The perils of factor investing in Australian equities



With the Australian share market dominated by banking and resources heavyweights, Australian investors need to think beyond active and market-cap strategies in Australian equities, according to VanEck.
While factor investing, a popular method used by active managers and smart beta approaches, had been an effective way to achieve excess returns over the long term in global equities, the same strategies used in Australia had not achieved outperformance.
Arian Neiron, VanEck's chief executive and managing director - Asia Pacific, said: “While single factor strategies work in global markets, in Australia they don’t work so well as the universe of companies is too small, too concentrated and there is a lack of variability over time.
“A concentrated market means that the lion’s share of performance is attributed to mega caps, limiting stock diversification and performance attribution to companies smaller than these mega-caps. BHP alone represents 11% of the ASX 200, which skews the performance of the overall share market.”
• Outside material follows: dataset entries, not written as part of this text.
Issue #443, opened 2026-04-09
refactor(python): merge bloqade.lanes.arch and bloqade.lanes.layout packages


weinbe58:
## Problem

`bloqade.lanes.arch` and `bloqade.lanes.layout` are tightly coupled but split across two packages:

- `layout/` has: `ArchSpec`, `LocationAddress`, `LaneAddress`, `PathFinder`, `Word`, `MoveMetricCalculator`, encoding
- `arch/` has: `ZoneBuilder`, `ArchBuilder`, `build_arch`, topologies, `ZoneSpec`, `WordGrid`

Users constantly import from both. Internal code crosses the boundary frequently (e.g. builder imports from layout, layout.arch imports from bytecode._native).

## Proposal

Brainstorm a merged package structure that:
- Groups related concepts together (addresses, arch spec, builders, path finding)
- Reduces import confusion
- Keeps backward-compatible re-exports during migration

Candidate structure to explore:
```
bloqade.lanes.arch/
  __init__.py        # public API re-exports
  spec.py            # ArchSpec wrapper
  encoding.py        # LocationAddress, LaneAddress, Direction, MoveType
  builder.py         # ZoneBuilder, ArchBuilder, build_arch
  topology.py        # SiteTopology, WordTopology, InterZoneTopology impls
  zone.py            # ZoneSpec, ArchBlueprint, DeviceLayout
  word.py            # Word, WordGrid
  path.py            # PathFinder, MoveMetricCalculator
  gemini/            # device-specific specs
```

## Notes

- Follow-up to the zone-centric archspec branch
- Should not change Rust-side code
- Old import paths can be preserved via re-exports during transition

weinbe58:
Superseded by #569, which has the revised structure (foundation types in  rather than under ) and a concrete 9-stage migration plan.

weinbe58:
(Re-posting; the previous close-comment had backticks eaten by the shell.)

Superseded by #569, which has the revised structure (foundation types in `bloqade.lanes.bytecode/` rather than under `bloqade.lanes.arch/` as originally proposed here) and a concrete 9-stage migration plan with naming-consistency renames folded in per stage.

Issue #419, opened 2026-04-03
feat(arch): add zone-level ArchSpec APIs for flair AOD move integration


weinbe58:
## Summary

Add zone-addressed APIs to `ArchSpec` that expose move and grid information in a form natural to flair's AOD waypoint abstraction. This enables flair to generate AOD grid moves directly from the ArchSpec, making it the source of truth for the flair standard library.

**Builds on:** #398 (zone-based architecture builder)
**Design doc:** `plans/2026-04-03-archspec-flair-bridge-design.md`

## New APIs

Four new methods on `ArchSpec`:

1. **`get_zone_grid(zone_id) -> Grid`** — all site positions in a zone as a `bloqade.geometry.Grid`
2. **`get_all_sites() -> list[tuple[float, float]]`** — canonical flat site list across all zones (column-major per `bloqade-geometry` convention)
3. **`get_available_buses(zone_id) -> list[BusDescriptor]`** — enumerate valid `(bus_id, move_type, direction)` for a zone
4. **`get_grid_endpoints(zone_id, bus_id, move_type, direction) -> tuple[Grid, Grid]`** — start/end grids for a bus move at full occupancy

## Internal restructuring

- Zone-indexed bus lookups (`_zone_site_buses`, `_zone_word_buses`) built during `__post_init__`

## Migration plan

1. **Step 1 (#420):** Add zone-addressed APIs, restructure internals. Current compiler continues using Zone 0.
2. **Step 2 (#421):** Refactor Kirin compiler to use zone-addressed APIs. Add zone index to `LaneAddress`/`LocationAddress`.

## Work plan

- [x] Restructure ArchSpec internals to zone-indexed bus data models (builds on #398) — done in #437 (zone-scoped bus data in Rust `Zone` struct, accessed via `self._inner.zones[i].site_buses/word_buses`)
- [ ] Implement `get_zone_grid(zone_id)`
- [ ] Implement `get_all_sites()`
- [ ] Implement `get_available_buses(zone_id)`
- [ ] Implement `get_grid_endpoints(zone_id, bus_id, move_type, direction)`
- [x] Unit tests with small hand-built ArchSpec — done in #437 (51 tests in `test_arch_builder.py`)
- [x] Integration test with Gemini arch via `build_arch()` — done in #437 (7 tests in `test_spec.py`)
[...]

PR #567, opened 2026-04-27
refactor(arch): trim transitional Python-only API surface from ArchSpec

weinbe58:
## Summary

Trim transitional Python-only API surface from `bloqade.lanes.layout.ArchSpec` so the wrapper stays close to a thin shell over the underlying Rust spec, in preparation for eventually removing the wrapper class entirely (refs #443).

Four self-contained cleanups, one commit each.

### 1. Extract zone-addressed APIs into `ArchSpecGeometry` (`9bade05`)

The `#419/#420`-era helpers (`get_zone_grid`, `get_all_sites`, `get_available_buses`, `get_grid_endpoints`) plus `BusDescriptor` are Python-side computation that produces `bloqade.geometry` grids and Python-friendly bus descriptors — they don't belong on the core `ArchSpec` wrapper. Moved into a new `ArchSpecGeometry` helper class in `python/bloqade/lanes/layout/arch_geometry.py`.

`ArchSpecGeometry` accepts either a Python `ArchSpec` or the underlying Rust `_RustArchSpec`, so downstream consumers can build it from either layer:

```python
from bloqade.lanes.layout.arch_geometry import ArchSpecGeometry
geom = ArchSpecGeometry(arch_spec)  # or ArchSpecGeometry(rust_spec)
geom.get_zone_grid(0)
```

### 2. Drop visualization shims (`06f0a5f`)

Five forwarding shims (`plot`, `show`, `path_bounds`, `x_bounds`, `y_bounds`) and the `_visualizer` cached_property on `ArchSpec` delegated to `bloqade.lanes.visualize.arch.ArchVisualizer`. Dropped — downstream builds the visualizer explicitly:

```python
from bloqade.lanes.visualize.arch import ArchVisualizer
ArchVisualizer(arch).plot(...)
```

Migrated `visualize/artist.py`, two demo files, and three test files.

### 3. `get_position` / `get_endpoints` → `Optional` (`68f7f29`)

Both methods previously raised `ValueError` on a `None` Rust result; their Rust counterparts (`location_position`, `lane_endpoints`) return `Optional`. The drift would silently swallow None values when the Python wrapper is eventually replaced with the Rust spec.

Changed both methods to return `Optional`. Migrated ~30 callers via inline `assert ... is not None` (where the caller knows the address is valid) or upward `None` propagation.

### 4. Rewrite `yield_zone_locations` docstring (`e75052a`)

Old docstring framed the iterator as yielding locations "in a given zone address" (suggesting it filters words by zone) and carried a stale "Python heuristic layer" historical paragraph. The actual contract is the canonical iteration that `get_zone_index(loc, zone_address)` numbers — every `(word, site)` pair tagged with the requested zone, in word-major / site-major order. Updated the docstring to say this directly.

## Breaking changes

**Python API only** (Rust + C unchanged):

- `ArchSpec.get_zone_grid` / `get_all_sites` / `get_available_buses` / `get_grid_endpoints` removed — use `ArchSpecGeometry(arch).<method>(...)`.
- `BusDescriptor` no longer re-exported from `bloqade.lanes.layout`; import from `bloqade.lanes.layout.arch_geometry` instead.
- `ArchSpec.plot` / `show` / `path_bounds` / `x_bounds` / `y_bounds` removed — use `ArchVisualizer(arch).<method>()`.
- `ArchSpec.get_position` / `get_endpoints` now return `Optional`; callers must handle `None` (existing behavior was to raise `ValueError`).

Pre-release; no backport.

## Test plan

- [x] `uv run pytest python/tests/` — full suite green: **1097 passed, 9 skipped**.
- [x] Lint / black / isort — clean.
- [x] Demos smoke-tested with `MPLBACKEND=Agg`.

## Out of scope (deferred to follow-ups)

- Drop `site_buses` / `word_buses` aggregates after `search/scoring.py` removal lands.
- `_inner` access patterns elsewhere (`MoveSolver.from_arch_spec`, atom-state Rust glue) — natural migration when `RustWrapper` is removed.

Stock and sector concentration and the limited size of the Australian equities universe were the reasons for factors such as ‘quality’, ‘value’ and ‘growth’ factors had not achieved outperformance in Australia, according to the VanEck whitepaper.
“The ASX 200 is also concentrated in sectors; financials and resource companies account for more than 50% of ASX 200 exposure,” Neiron said.
“This small size and concentration restricts the operation of factors. Australia accounts for less than 2% of developed markets performance benchmark MSCI World. MSCI World covers approximately 1500 holdings compared to 200 holdings in the ASX 200.”
Neiron said an alternative to factor investing in Australia was equal weighting.
“Equally-weighted portfolios have historically outperformed their market capitalisation counterparts over the long term due to the size bias which single factor strategies fail to harness.
“Equal weighting, as the names suggests, is a proportional measure that gives the same importance to each stock in a portfolio, regardless of a company’s size.”